SUPPLIED ENTRIES —
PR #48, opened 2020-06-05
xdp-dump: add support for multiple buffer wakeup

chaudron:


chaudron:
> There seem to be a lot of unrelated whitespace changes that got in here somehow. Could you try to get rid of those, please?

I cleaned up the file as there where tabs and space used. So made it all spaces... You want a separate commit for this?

PROBLEM TO WORK ON — Beginning with the line that has "of those, please?", set down each line through the last one above, exactly, and nothing else.

PROBLEM SOLUTION —
> There seem to be a lot of unrelated whitespace changes that got in here somehow. Could you try to get rid of those, please?

I cleaned up the file as there where tabs and space used. So made it all spaces... You want a separate commit for this?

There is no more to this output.